Ghosts of Manhattan: A Novel(53)



“Jack, what are you doing?” It’s a stupid question. I know he’s not choosing to do anything right now. Something’s very wrong.

He lets out a muffled yell of pain and his knees buckle. His grip on my shirt pulls me down too, and I lower him on his back and I’m on top of him.

I look up and see a few dozen people standing around us, open-mouthed. “Call an ambulance!” I look back down and Jack is red-faced, eyes clenched closed and barely breathing. I’m not sure he’s breathing at all and it actually crosses my mind how much I don’t want to give him mouth-to-mouth. It might have to be me. We’re practically spooning and nobody else is within ten feet.

Jesus Christ, I don’t want to be here. “Does anyone know CPR?” I think it’s twenty chest compressions, then a breath. Or fifteen compressions. Maybe I’m supposed to tilt his neck to clear the airway. “Any of you idiots know CPR!”

“Nick, I called an ambulance.” It’s William.

“Good.” I look down at Jack. There’s shallow breathing. His eyes are watery and open in little slits. “Hang in there, buddy.”

He starts to speak. I can’t hear a voice. It’s more like he’s shaping his breath into words. He brings his right hand up to clench my shirt too and brings me closer. We’re nose to nose with about four inches to spare. His breath seems to be coming a little easier. I can tell he’s already had a few drinks.

“Nick. Tell my wife I love her very much. She knows.”

“What?” I have an image of standing over Jack in a casket holding hands with a woman I’ve never laid eyes on before, telling her how much Jack really loved her and how he spoke of her often.

“You’re right. Screw that. She’s a pain in my ass and she’s my ex-wife anyway.”

“What!” He’s clowning around with his last breath.

“Seriously, Nick.” He tightens his grip and brings me closer. We’re down to three inches from touching noses. He’s grimacing away the pain. “If I don’t make it, talk to my kids. Tell them something nice about me. You can do that.”

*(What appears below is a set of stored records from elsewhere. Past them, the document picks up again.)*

PR #612, opened 2025-02-03
Default formatter for Exception objects #125

SougandhS:
This commit modifies the default detail formatter of Exception objects by showing Exception class name and its stack trace by default if no specific detail formatter configured for Exception objects

Fixes : https://github.com/eclipse-jdt/eclipse.jdt.debug/issues/125
<br>
Before <br>
image
<br>
After <br>
image <br>
image

## Author checklist

### DIFF
--- a/org.eclipse.jdt.debug.ui/ui/org/eclipse/jdt/internal/debug/ui/JavaDetailFormattersManager.java
+++ b/org.eclipse.jdt.debug.ui/ui/org/eclipse/jdt/internal/debug/ui/JavaDetailFormattersManager.java
@@ -382,6 +382,7 @@ public class JavaDetailFormattersManager implements IPropertyChangeListener, IDe
 	 * @return the snippet for the given class / super class
 	 * @throws DebugException if there is a problem computing the snippet
 	 */
+	@SuppressWarnings("nls")
 	private String getDetailFormatterSuperClass(IJavaClassType type) throws DebugException {
 		if (type == null) {
 			return null;
@@ -389,6 +390,15 @@ public class JavaDetailFormattersManager implements IPropertyChangeListener, IDe
 		DetailFormatter detailFormatter= fDetailFormattersMap.get(type.getName());
 		if (detailFormatter != null && detailFormatter.isEnabled()) {
 			return detailFormatter.getSnippet();
+		}
+		if ((detailFormatter == null || !detailFormatter.isEnabled()) && type.getName().equals("java.lang.Throwable")) {
+			String snippet = """
+					java.io.ByteArrayOutputStream bout = new java.io.ByteArrayOutputStream();
+					java.io.PrintStream ps = new java.io.PrintStream(bout);
+					this.printStackTrace(ps);
+					return bout.toString();
+					""";
+			return snippet;
 		}
 		return getDetailFormatterSuperClass(type.getSuperclass());
 	}
--- a/org.eclipse.jdt.debug.tests/tests/org/eclipse/jdt/debug/tests/AbstractDebugTest.java
+++ b/org.eclipse.jdt.debug.tests/tests/org/eclipse/jdt/debug/tests/AbstractDebugTest.java
@@ -409,6 +409,7 @@ public abstract class AbstractDebugTest extends TestCase implements  IEvaluation
 				cfgs.add(createLaunchConfiguration(jp, "a.b.c.GenericMethodEntryTest"));
 				cfgs.add(createLaunchConfiguration(jp, "org.eclipse.debug.tests.targets.HcrClass", true));
 				cfgs.add(createLaunchConfiguration(jp, "a.b.c.Bug570988"));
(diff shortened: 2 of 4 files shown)


SougandhS:
Hi @jukzi , could you please check this PR when you have time.

org.eclipse.jdt.debug.ui/ui/org/eclipse/jdt/internal/debug/ui/JavaDetailFormattersManager.java
```diff
@@ -390,6 +391,15 @@ private String getDetailFormatterSuperClass(IJavaClassType type) throws DebugExc
 		if (detailFormatter != null && detailFormatter.isEnabled()) {
 			return detailFormatter.getSnippet();
 		}
+		if ((detailFormatter == null || !detailFormatter.isEnabled()) && type.getName().equals("java.lang.Throwable")) {
+			StringBuffer buf = new StringBuffer();
```
jukzi, line 395: Can we use a text block here instead of StringBuffer? if not then use StringBuilder instead of Buffer

jukzi:
Looks like a cool feature i really missed but did not know it was possible to implement that ease, thanks.

org.eclipse.jdt.debug.ui/ui/org/eclipse/jdt/internal/debug/ui/JavaDetailFormattersManager.java
SougandhS: Will do with text block 👍

jukzi:
I tested - Unfortunately this PR removes the Exception message. Could you please keep it?
image

image
Maybe it would also be nice to keep the Format of a Typcial stacktrace i.e. having "   at" in front?

looking at the code i guess you need also support exceptioncause and supressed Exceptions, but maybe you will use java.lang.Throwable.printStackTrace(PrintStream) see
https://stackoverflow.com/a/1149712/9549750

SougandhS:
Will check this

jukzi:
image

SougandhS:
@jukzi  How about this one ? <br>
image

jukzi:
compare it to:
```
import java.io.PrintWriter;
import java.io.StringWriter;

public class Test {

		RuntimeException reason = new RuntimeException("reason");
		RuntimeException runtimeException = new RuntimeException("hello",reason);
		runtimeException.addSuppressed(new IllegalArgumentException("argument"));
		StringWriter sw = new StringWriter();
		PrintWriter pw = new PrintWriter(sw);
		runtimeException.printStackTrace(pw);
		String sStackTrace = sw.toString(); // stack trace as a string
		System.out.println(sStackTrace);
		throw runtimeException;
	}
}
```
you miss stacktraces of other exceptions 
```
java.lang.RuntimeException: hello
	at excceptionhandling.Test.main(Test.java:10)
	Suppressed: java.lang.IllegalArgumentException: argument
		at excceptionhandling.Test.main(Test.java:11)
Caused by: java.lang.RuntimeException: reason
	at excceptionhandling.Test.main(Test.java:9)
```

SougandhS:
>compare it to: 

Now its same as what `StringWriter` `PrintWriter` returns

image

org.eclipse.jdt.debug.ui/ui/org/eclipse/jdt/internal/debug/ui/JavaDetailFormattersManager.java
```diff
@@ -390,6 +391,41 @@ private String getDetailFormatterSuperClass(IJavaClassType type) throws DebugExc
...
+					} else {
+						stackTrace.append(this.getClass().getName() +\" \\n\");
+					}
+					for (StackTraceElement element : this.getStackTrace()) {
+						stackTrace.append("\t");
+						stackTrace.append("at "+element.toString()+\" \\n\");
+					}
+					if(this.getSuppressed().length>0) {
+						stackTrace.append("\t");
+						stackTrace.append("Suppressed: ");
```
jukzi, line 408: this impl will not print recursive suppressed/cause throwables. Why don't you just use the printStackTrace()?

jukzi: thats not a bug but a feature. The "missing" lines are only those who are already printed in the parent exception. We see and happy live with that all time. for example 
https://github.com/eclipse-jdt/eclipse.jdt.core/issues/3317#issue-2662247656

SougandhS: Cool! then I'll do `printStackTrace()` then

jukzi (approved):

SougandhS:
Will add this in N & N 👍

SougandhS:
Thank you so much @jukzi 😊

PR #613, opened 2025-02-04
Try to fix & clean up VirtualThreadsDebugViewTests

stephan-herrmann:
+ add java23 to build.properties to fix failures on the build server
+ change explicit (duplicate) creation to the normal style 'assert...'
+ allow running it on 23+

### DIFF
--- a/org.eclipse.jdt.debug.tests/build.properties
+++ b/org.eclipse.jdt.debug.tests/build.properties
@@ -26,6 +26,7 @@ bin.includes = plugin.xml,\
                java8/,\
                java9/,\
                java16_/,\
+               java23/,\
                java24/
 source.javadebugtests.jar = test plugin/,\
                             tests/,\
--- a/org.eclipse.jdt.debug.tests/test plugin/org/eclipse/jdt/debug/testplugin/JavaProjectHelper.java
+++ b/org.eclipse.jdt.debug.tests/test plugin/org/eclipse/jdt/debug/testplugin/JavaProjectHelper.java
@@ -190,6 +190,15 @@ public class JavaProjectHelper {
 	}
 
 	/**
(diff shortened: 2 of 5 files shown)


stephan-herrmann:
@SougandhS fyi: although your recent change let the test use Java 23, the test ran only on 24 (see `AutomatedSuite`) and so only in BETA_JAVA24 tests  we detected this failure:
```
junit.framework.AssertionFailedError: Failed to create the 'Two_Three' test project.
'jp' is  'null'
Stack tace:
java.lang.NullPointerException: Cannot invoke "java.net.URL.getFile()" because "localURL" is null
	at org.eclipse.jdt.debug.testplugin.JavaTestPlugin.getFileInPlugin(JavaTestPlugin.java:94)
	at org.eclipse.jdt.debug.tests.AbstractDebugTest.createProject(AbstractDebugTest.java:1039)
	at org.eclipse.jdt.debug.tests.ui.VirtualThreadsDebugViewTests.create23Project(VirtualThreadsDebugViewTests.java:97)
```
Should be fixed by my change in build.properties.

Also duplicate creation of the java project was not optimal :)

SougandhS:
>Should be fixed by my change in build.properties.

Many thanks on this

>Also duplicate creation of the java project was not optimal :)

Noted Thanks 👍

stephan-herrmann:
@SougandhS do you plan any further changes in this area in master? If so, then we should probably apply this fix in master first. OTOH, BETA_JAVA24 is where the fix is currently _needed_.

SougandhS:
> @SougandhS do you plan any further changes in this area in master? If so, then we should probably apply this fix in master first. OTOH, BETA_JAVA24 is where the fix is currently _needed_.

No plans for further changes in master. 👍  you can go ahead with this changes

I think I can. I may have to get creative. “Sure, Jack. You’re going to be fine, though. Stop talking and try to breathe slowly.”

I’m pretty sure you give CPR only if the person isn’t breathing, so I think I’m in the clear for the moment. “Where’s the goddamn ambulance!”

“Two more minutes, Nick.” It’s William again.

“Hold on, Jack,” someone shouts from rows away, and this starts a ripple of encouraging words from dazed-sounding voices.

“Does he need some water?” William is trying to help again. He feels like he’s part of the rescue team.

“William, I don’t know what the hell he needs. Just clear a path for a stretcher.”

William goes about this, parting the ring of people and walking the shortest route to the elevators just as one opens and three paramedics come running out.

“Follow me,” William yells, feeling very involved now. They all run up, and I roll away from Jack and watch seated on the floor while they check Jack’s vitals and get ready to move him. They’re fast and decisive and relaxed. They’ve obviously seen a lot worse than this.

In a moment, Jack is up on the stretcher, wheeled to the elevator, and gone. I’m still sitting on the floor by my desk. Everyone is still standing around in a looser formation of the ring they had been in while Jack was on the floor. They’re shocked and everyone is talking in whispers.

Most of the people are like kids having watched their sports hero fall with a career-ending injury. I feel more like the player one locker down who’s been taking the same steroids for the last ten years.

I’m still sitting on the floor with my legs straight out. Ron walks over and offers a hand up. I take it without thinking or looking and he pulls me over and into my chair.

If I can’t find the fearlessness to make a change, maybe I can find the fear of not making a change.





19 | THE DIARY


January 27, 2006

I’M RATTLED BY JACK’S HEART ATTACK AND HAVE been leaving work early. Today I cut out for home instead of a bar and I notice Julia’s bag for the gym isn’t in the usual place by the door. I’m excited to be at home on a weekday afternoon, like a child skipping class and being in a place he shouldn’t be but no one knows. I go to the kitchen to fix a drink.

When problems at home get truly bad, a perspective takes over to remind a person that these are the most important problems to solve. I can’t get this off my mind, and if I can’t get it off my mind anyway, I may as well be at home. I told William I had a client lunch and left. Just by being at home, I feel I’m working on making things better.

I go in the living room and sit with my drink resting on the edge of the chair armrest and my fingers only loosely around the glass. I look at the remote control for the TV on the coffee table in front of me and decide to leave it there. Now I just want to sit.

I swirl my glass, trying to get the ice cubes to move in an orbit. I’m making an effort to think through issues but I can’t find the starting point for any one of them.

I finish the drink and wipe the sweat from the bottom of the glass onto my suit pants. I drank fast enough that there wasn’t much. Once I’ve had two or three, I can slow down my drinking, so I go back to the kitchen to fix another before changing out of my suit. I make it with more gin and less tonic this time, since the gin is already getting harder to taste.